ADVICE RATING |
    4.98 (Highly recommend) from 23 votes (2293 Visits) |
When I found my daughter fitting in bed, it really scared me. She had been feeling a little under the weather and was hot to the touch when I put her to bed so I said to the Hubby that I would keep an eye on her and check her once
she had fallen asleep.
After about an hour I heard her groaning, now she often talks in her sleep but this noise was a little disturbing so I went to check if she was ok, I opened her bedroom door and peered into the dark room towards her bed and noticed that she was shaking so I walked over and pulled back her duvet to see her with her eyes open and staring and her body rigid with her arms and legs in spasm, I knew straight away that she was fitting as my sister suffers from epilepsy and I had witness quite a few of her fits but to see your own child fitting was terrifying, I sat with her and just kept calling her.
The Hubby had fallen asleep in front of the T.V but I didn't want to leave her in case she came too and I wasn't there so I called out for him but there was no reply so I sat and talked to her until the fit had finished and she responded to my voice, eventually the Hubby heard me calling and came to see what was wrong, I explained what had happened and he said we should call NHS Direct which I did while Hubby took her temperature (39.2) and reassured Amy that everything was ok,
I explained to the nursing advisor what had happened and he said we should give her some Calpol (Infant liquid paracetamol) and take her to A&E to get her checked out so we grabbed her bag which I always make sure is packed with everything that might be needed for an overnight stay (Hubby thought I was mad up until now) and drove to the childrens hospital which is only down the road.
We were seen immediately and they asked us to explain what had happened then gave her some infant Nurofen as her temperature was now over 40, stripped her down to her nappy and said we had to wait until her temperature had gone down, within an hour she was playing and back to her normal self as if nothing had happened so we saw the doctor again and they explained that she had had a febrile convulsion so I will share with you what they told us:
Febrile Convulsions.
- Febrile convulsions most commonly occur in children aged between 18 months and three years.

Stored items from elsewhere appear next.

Issue #415, opened 2016-06-30
CLI: Setting verbosity does not work


astoeckel:
According to `nest --help` the command line switch `--verbosity=QUIET` turns off all messages. However, executing

```
echo "(Hello World) =" | nest --verbosity=QUIET -
```

yields

```
[INFO] [2016.6.30 21:54:48 /home/andreas/source/nest-simulator/nestkernel/rng_manager.cpp:226 @ Network::create_rngs_] : Creating default RNGs
[INFO] [2016.6.30 21:54:48 /home/andreas/source/nest-simulator/nestkernel/rng_manager.cpp:221 @ Network::create_rngs_] : Deleting existing random number generators
[INFO] [2016.6.30 21:54:48 /home/andreas/source/nest-simulator/nestkernel/rng_manager.cpp:226 @ Network::create_rngs_] : Creating default RNGs
[INFO] [2016.6.30 21:54:48 /home/andreas/source/nest-simulator/nestkernel/rng_manager.cpp:272 @ Network::create_grng_] : Creating new default global RNG
Hello World
```

Note the log messages with severity "INFO".  The same happens when trying to set the verbosity to "FATAL". Tested with the current git version.

heplesser:
@astoeckel The messages above are issued when the `RNGManager` is first created during startup, before any command line arguments are read in `SLIStartup`. The code checking for verbosity settings in that constructor is rather weak, actually. So we probably need to re-organize handling of command-line arguments. This is not trivial, especially when interacting with PyNEST and/or Music.

astoeckel:
@heplesser This sounds like an understandable limitation. Wouldn't it be sufficient to just cache the log messages in the logger until a verbosity level has been set?

I stumbled across this while interfacing with NEST via SLI and stdin/stdout. While it surely isn't hard to ignore log messages in the output, it adds another parsing step. So alternatively, it would be sufficient for me if log messages were written to stderr, where they are put by most UNIX programs.

heplesser:
@jougs Could you take a look?

heplesser:
I am closing this in favour of #700, which came with an offer of a fix.

PR #1071, opened 2018-11-11
[WIP] Refactor testsuite setup

### LINKED ISSUE #345: do_tests should get all arguments from the commandline

### LINKED ISSUE #700: Suppress all NEST startup output

1. NEST's welcome message

### LINKED ISSUE #972: `make installcheck` reaches wrong testing code after sourcing `nest_vars.sh` for a different version

### LINKED ISSUE #1130: Phase 5 Tests all fail with ' Open MPI does not support recursive calls of mpirun'
I'm building `nest-stimulator` directly from a fork of the repo. things are largely working ok. I ran cmake with:

> cmake -DCMAKE_INSTALL_PREFIX:PATH=/home/eric/nest_dev /home/eric/nest_dev/nest-simulator -Dwith-python=3 -Dwith-mpi=ON

While `make` and `make install` ran ok,  phase 5 of the tests (for mpi) all failed with something like:

> **********************************************************
> Open MPI does not support recursive calls of mpirun
> **********************************************************
> Feb 22 10:01:50 unittest::assert_or_die [Fatal]: 
>     Assertion failed: unittest::distributed_collect_assert_or_die: collected 
>     results.
> Feb 22 10:01:50 unittest::assert_or_die [Fatal]: 
>     Exiting with code 1.
> Failed: missed SLI assertion
> Running  /opt/nest/bin/sli /opt/nest/share/doc/nest/topology/mpitests/topo_mpi_test_divergent.sli
> SLI v2.16.0 (C) 2004 The NEST Initiative
> N_MPI: 1

I've attached TEST-core.phase_5.xml (note changed extension to `txt` otherwise it wouldn't let me attach). [TEST-core.phase_5.txt](https://github.com/nest/nest-simulator/files/2894640/TEST-core.phase_5.txt)

I am in Ubuntu 16/Python 3.7 (Anaconda) and have Open MPI 1.10.2.

jougs:
This PR refactors the test runner scripts of NEST and PyNEST and makes them independent of configuration-time variables previously replaced into the scripts.

Changes in detail:
* `do_tests.sh` now gets all paths and executables on the commandline (fixes #345).
* `nest_vars.sh` does not export paths anymore, that could have confused NEST(fixes #972).
* Tests are now run in parallel with as many processors as are available (kudos to @terhorstd).
* Test results fro SLI tests are not written as JUnit/XML anymore.
* The info output from the `RandomManager` initialization is gone (fixes #700 and #415).
* The PyNEST testsuite was
   * moved outside of the `nest` module directory
   * converted to using `pytest` instead of `nosetests`
   * modified so that PyNEST tests do not include MPI anymore (fixes #1130).
* Increased legibility by adding an informative header and removing redundant paths from the testsuite printouts.


heplesser:
@jougs In the Python-free test configurations a `*.py` regression test fails.

jougs:
@stinebuu: can you please check if [what I did to your script from #1120](https://github.com/nest/nest-simulator/pull/1071/files#diff-e8570780ae94f31e498d275238e8083e) is good (or reasonable, at least :wink:)?

@heplesser, @gtrensch: I think I've sorted out all remaining issues with failing tests, formatting and such. As a bonus for the long wait, @terhorstd added full parallelization of the testsuite runs to this PR. Feel free to start reviewing at any time now.

pynest/nest/tests/test_sp/test_mpitests.py
```diff
@@ -19,45 +19,41 @@
...
-import unittest
-import nest
 import os
-from subprocess import call
+import subprocess
+import unittest
 
-HAVE_MPI = nest.ll_api.sli_func("statusdict/have_mpi ::")
+cmd = ["nest", "-c", "statusdict/have_mpi :: =only"]
+HAVE_MPI = subprocess.check_output(cmd) == "true"
```
stinebuu: @jougs I think `subprocess.check_output()` returns data as encoded bytes for Python 3 and as regular strings for Python 2. The test will only run if I use Python 2 and when I use Python 3 I get the message `skipped 'NEST was compiled without MPI'`, even though I have compiled with MPI. The same is true for `test_connect_all_patterns`. The two tests are also skipped during `make installcheck`.

testsuite/do_tests.sh
```diff
@@ -0,0 +1,684 @@
...
+print_paths () {
+    indent="`printf '%23s'`"
+    echo "$1" | sed "s/:/\n$indent/g" | sed '/^\s*$/d'
+}
+
+echo "================================================================================"
+echo
+echo "  NEST testsuite"
+echo "  Date: $(date -u)"
+echo "  Sysinfo: $(uname -s -r -m -o)"
```
heplesser: `uname`  on OSX does not support `-o`, I'd suggest to remove it.

testsuite/do_tests.sh
```diff
@@ -0,0 +1,684 @@
...
+export TEST_BASEDIR="${PREFIX}/share/doc/nest"
+
+# Gather some information about the host
+INFO_ARCH="$(uname -m)"
+INFO_HOME="$(/bin/sh -c 'echo ~')"
+INFO_HOST="$(hostname -f)"
+INFO_OS="$(uname -s)"
+INFO_USER="$(whoami)"
+INFO_VER="$(uname -r)"
+NPROCS="$(cat /proc/cpuinfo | grep processor | wc -l)"
```
heplesser: `/proc/cpuinfo` does not exist on OSX. Under OSX, `sysctl -n hw.physicalcpu` returns the number of processors. 
Will cpuinfo work on more exotic systems?

testsuite/do_tests.sh
```diff
@@ -0,0 +1,684 @@
...
+
+print_paths () {
+    indent="`printf '%23s'`"
+    echo "$1" | sed "s/:/\n$indent/g" | sed '/^\s*$/d'
```
heplesser: `sed` works differently on OSX since it is inherited from BSD, see eg https://unix.stackexchange.com/questions/13711/differences-between-sed-on-mac-osx-and-other-standard-sed

One solution is to require the user to install GNU sed as `gsed` (e.g. via `brew install gnu-sed`) and defining the `sed` program to use as a variable depending on OS.

testsuite/do_tests.sh
```diff
@@ -0,0 +1,684 @@
...
+
+        echo "  C++ tests : ${CPP_TEST_TOTAL}"
+        echo "     Passed : ${CPP_TEST_PASSED}"
+        echo "     Failed : ${CPP_TEST_FAILED}"
+    else
+	echo "  Not running C++ tests because NEST was compiled without Boost."
+    fi
+}
+
+phase_one
```
heplesser: Should we add to the name what the tests are doing? E.g. `phase_one_selftests`?

testsuite/do_tests.sh
```diff
@@ -0,0 +1,684 @@
...
+phase_three() {
+    echo
+    echo "Phase 3: Integration  tests"
+    echo "---------------------------"
+
+    #for test_ext in sli py ; do
+    #    for test_dir in "unittests/" "topology/unittests/" ; do
+    #        for test_name in $(ls "${TEST_BASEDIR}/${test_dir}" | grep ".*\.${test_ext}\$") ; do
+    echo "TEST_BASEDIR $TEST_BASEDIR"
+    echo "PWD $(pwd)"
```
heplesser: Remove these two output lines and the commented-out code above.

testsuite/do_tests.sh
```diff
@@ -0,0 +1,684 @@
...
+
+echo
+echo "NEST Testsuite Summary"
+echo "----------------------"
+echo "  NEST Executable: $(which nest)"
+echo "  SLI Executable : $(which sli)"
+echo "  Total number of tests: $(( $(cat "${TEST_TOTAL}" | wc -l) + $CPP_TEST_TOTAL + $PYNEST_TEST_TOTAL))"
+echo "     Passed: $(( $(cat "${TEST_PASSED}" | wc -l) + $CPP_TEST_PASSED + $PYNEST_TEST_PASSED ))"
+echo "     Skipped: $(( $(cat "${TEST_SKIPPED}" | wc -l) + $CPP_TEST_SKIPPED + $PYNEST_TEST_SKIPPED )) ${PYNEST_TEST_SKIPPED_TEXT:-}"
+echo "     Failed: $(( $(cat "${TEST_FAILED}" | wc -l) + $CPP_TEST_FAILED + $PYNEST_TEST_FAILED )) ${PYNEST_TEST_FAILED_TEXT:-}"
```
heplesser: - Could one report total time used here?
- Could one provide info on which tests failed?

testsuite/run_test
```diff
@@ -0,0 +1,175 @@
...
+
+
+param_script="$1"
+param_success="$2"
+param_skipped="$3"
+param_failure="$4"
+
+msg_error=
+
+script_name="$( echo "${param_script}" | sed 's/^.*\/\([^/]\+\)$/\1/' )"
```
heplesser: Does not work on OSX, must use `gsed` or modify expressions.

testsuite/run_test
```diff
@@ -0,0 +1,175 @@
...
+#   Additionally this script needs TEST_PASSED, TEST_SKIPPED, TEST_FAILED, and
+#   TEST_TOTAL to be defined in the environment. Their values are treated as
+#   filenames where one line is added for the passed/skipped/failed test and
+#   one line in total.
+#
+# measure runtime of command
+#
+time_cmd()
+{
+    start=`date +%s%N`
```
heplesser: This will give the number of seconds with `N` appended on OSX and then arithmetic below works no more. `date +%s` gives just the seconds since the epoch, so by dropping the division below, one gets a coarse measure. Not sure how to get ns-resolution time on OSX.

nestkernel/rng_manager.cpp
```diff
@@ -235,8 +235,6 @@ nest::RNGManager::create_rngs_()
     rng_.clear();
   }
 
-  LOG( M_INFO, "Network::create_rngs_", "Creating default RNGs" );
-
```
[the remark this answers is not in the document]
jougs: See below.

nestkernel/rng_manager.cpp
```diff
@@ -280,8 +278,6 @@ nest::RNGManager::create_rngs_()
 void
 nest::RNGManager::create_grng_()
 {
-  // create new grng
-  LOG( M_INFO, "Network::create_grng_", "Creating new default global RNG" );
```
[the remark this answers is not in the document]
jougs: The output in this line and the one mentioned above make `regressiontests/issue-779-1016.py` fail on my machine (the test captures output and compares it to some reference).

As the error only started since the changes in this PR I thought that problem might also affect other users and removed them (they were not that helpful, were they?).

pynest/do_tests.py
```diff
@@ -66,7 +69,10 @@ def _setup(arg):
 result_topo = runner.run(nest.topology.tests.suite())
 
 total = result.testsRun + result_topo.testsRun
-failed = len(result.failures) + len(result.errors) + len(result_topo.failures) + len(result_topo.errors)
+failed = len(result.failures) + \
```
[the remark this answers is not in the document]
jougs: Resolved by in c0935ab5c

testsuite/do_tests.sh
jougs: I think that we should actually have some kind of associative array mapping phase names to phase functions and then automatic command line arguments along the lines of `--list-phases`and `--skip-phases`. Ideally the phase functions would be in the corresponding directories, accompanied by a metadata file. I would, however, find this to be out of the scope of this PR.

@terhorstd: what is your take on this?

jougs:
@terhorstd: Can you please look into commented-out-code and portability-issues of the code you contributed? Also the one-report-per-test seems to come from your parallelization work.

Here are some additional hints:
* [SO#45181115](https://stackoverflow.com/questions/45181115) has a portable solution for getting the number of processors
* `do_tests.sh` contained a `portable_inplace_sed` function before your commit  f99d345d019dc7f815b1da3b378609dffedf1a71 maybe that helps in solving the portability problems.

testsuite/do_tests.sh
heplesser: @jougs I like your idea! It would be useful to be able to selectively run only certain groups of tests.

jougs: @heplesser: thanks for liking the idea. Should this also go into this PR or should it be its own?

nestkernel/rng_manager.cpp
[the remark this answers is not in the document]
heplesser: @jougs This is a bit strange. The test ([see here](https://github.com/nest/nest-simulator/blob/2c9d73f2306d391902719c8bc88c851811869b7f/testsuite/regressiontests/issue-779-1016.py#L49)) should print the argv from statusdict after the kernel has completely started, so the CreateRNG messages should come first. Why do they come later on your machine? Interestingly, they cannot even be suppressed using `--verbosity=FATAL`, since they apparently are executed before verbosity has been handled.

But maybe these lines here should go, after all, `Create()` doesn't print a message "new neurons created" either.

testsuite/do_tests.sh
heplesser: @jougs There is probably still enough to do in this PR, so I wouldn't want to enlarge. Create a separate one for the named and flexible phases.

nestkernel/rng_manager.cpp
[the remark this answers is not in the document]
jougs: Argh, you are right!

I was pointing you to the wrong test and even got the context all wrong. I meant [test_connect_all_patterns.py](https://github.com/nest/nest-simulator/pull/1071/files#diff-5e7934b0517f89b433502dd81359c5f6R27) and [test_mpitests.py](https://github.com/nest/nest-simulator/pull/1071/files#diff-e8570780ae94f31e498d275238e8083eR27). I the linked lines I need to get the output of NEST used in pure command-mode. And as you correctly observed, these messages cannot be silenced at all, because they are printed from some constructor long before the verbosity setting is actually taken into account.

See also #415 and #700 (which I've now added to the description of this one).

jougs:
@stinebuu: Thanks for catching the Python 3 issue and that the test was not actually run and thus could not fail. I've fixed this in b1bcbf7. Can you please re-evaluate?

jougs:
I'm afraid that I have to be more invasive to complete this. I've added the `[WIP]` label to the title of the PR in order to make people aware that this is still worked on. @gtrensch, @stinebuu, @heplesser: I'll notify you once I think the code is ready for re-review. Sorry for the noise.

jougs:
Getting there! Please note that although Travis is convinced that everything is good now, it isn't. The Pytest MPI tests are still failing and I have messed up error detection in the runner script. I hope to get this fixed tomorrow. Stay tuned!

jougs:
@stinebuu, @heplesser: As this got way bigger than expected, I now think that it might be a much better idea to merge this into `nest-3` instead of master. Do you have any objections against that? If not, I will close this PR and create a new one once I'm done with the rebasing. Thanks!

heplesser:
@jougs I am wary of changing the test setup at the same time as we make a massive change to NEST. How about first merging `nest-3` into master and then add this to master 2-3 weeks later, but definitely before releasing NEST3?

BTW, there is one feature I have been longing for for a long time: A concise overview over the tests (SLI or Py) that failed at the end, instead of the current "1 out of 900 test failed. Enjoy scrolling back to find which one!" situation. Any hope for such luxury?

jougs:
Alright. Back in business on this one :-)

As I have decided to rebase the whole thing onto nest-3 to make everything easier down the line, I will now close this PR and open a new one against that branch. Stay tuned!

jougs:
This PR was originally meant to refactor the test runner scripts of NEST and PyNEST to make them independent of configuration-time variables previously replaced into the scripts. Unfortunately, it suffered (and eventually died) from a severe case of _feature creep_. Mostly for the record, the following summary re-iterates the detailed list of changes in this PR, with annotations that describe the current state of affairs:

* `do_tests.sh` now gets all paths and executables on the commandline (fixes #345).
   * **fixed by replacement #1686**
* `nest_vars.sh` does not export paths anymore, that could have confused NEST(fixes #972).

- Febrile convulsions are rare in children under 6 months and over six years.
- Any illness that causes a fever (high temperature) can cause febrile convulsions such as ear infections, coughs, colds, flu and other viral infections. Serious infections such as kidney infection, pneumonia etc are less common causes.
First aid for febrile convulsions.
- Note the time it started so that you can see how long it lasts for.Place
- Place child into the recovery position
- Do not put anything in the childs mouth but do remove anything that may effect breathing such as vomit or food.
- Do not shake the child
- After the convulsion has stopped try to lower the child's temperature by removing clothes and giving some paracetamol or ibuprofen as soon as the child is able to swallow.
Is it possible to prevent febrile convulsions?
Logic would possibly suggest that keeping a child's temperature down during illness would prevent febrile convulsions, However there is little scientific proof that this is so. It is unclear what triggers the body to convulse. It is possible that they may be caused by a body chemical released during feverish illnesses.
It is good practice though to try to keep a child cool during an illness by following these steps:
- Keep the child lightly dressed or take off all their clothes if the room is warm
- Give paracetamol (Calpol) or ibuprofen
- Give lots of cool drinks.
Stastistics of recurrence
- Only one convulsion happens in most cases
- In 3 in 10 children who have a febrile convulsion, a second may occur in future feverish illness.
- In less then 1 in 10 children who have a febrile convulsion, three or more further convulsions occur in future feverish illnessesA future febrile convulsion is more likely if the first occurs in a child younger then 15 months, or if there is a family history of febrile convulsions in close relatives such as mother,father or siblings.
- Once the child is 3 years old recurrence becomes less likely
Are febrile convulsions dangerous?
A convulsion can be very alarming for those who witness them but febrile convulsions are not usually dangerous. A child will recover fully afterwards.
However the child should be seen by a doctor afterwards to be checked over to rule out serious illness. An ambulance should be called if:
- The child does not improve quickly after a convulsion
- a convulsion lasts longer then five minutes
- another convulsion happens directly after the first has stopped
- the child has difficulty breathing
Is treatment needed?
No treatment is usually needed for the convulsion itself if it stops within a few minutes, However treatment may be needed if the convulsion lasts longer. for example a doctor may put diazepam liquid into the rectum where it is absorbed quickly into the bloodstream and stops a convulsion.
Treatment may be given for the illness that has caused the high temperature.
Does my child have epilepsy?
No, the cause of the febrile convulsion is related to the feverish illness and not brain abnormality. Epilepsy causes convulsions without fever.
I hope this information helps people to understand febrile convulsions and give guidance on what to do if you witness your child having a convulsion, although at the time it is very frightening, it is short lived without any lasting effects and I am glad to say that the day after her convulsion my daughter was her usual happy chatty self.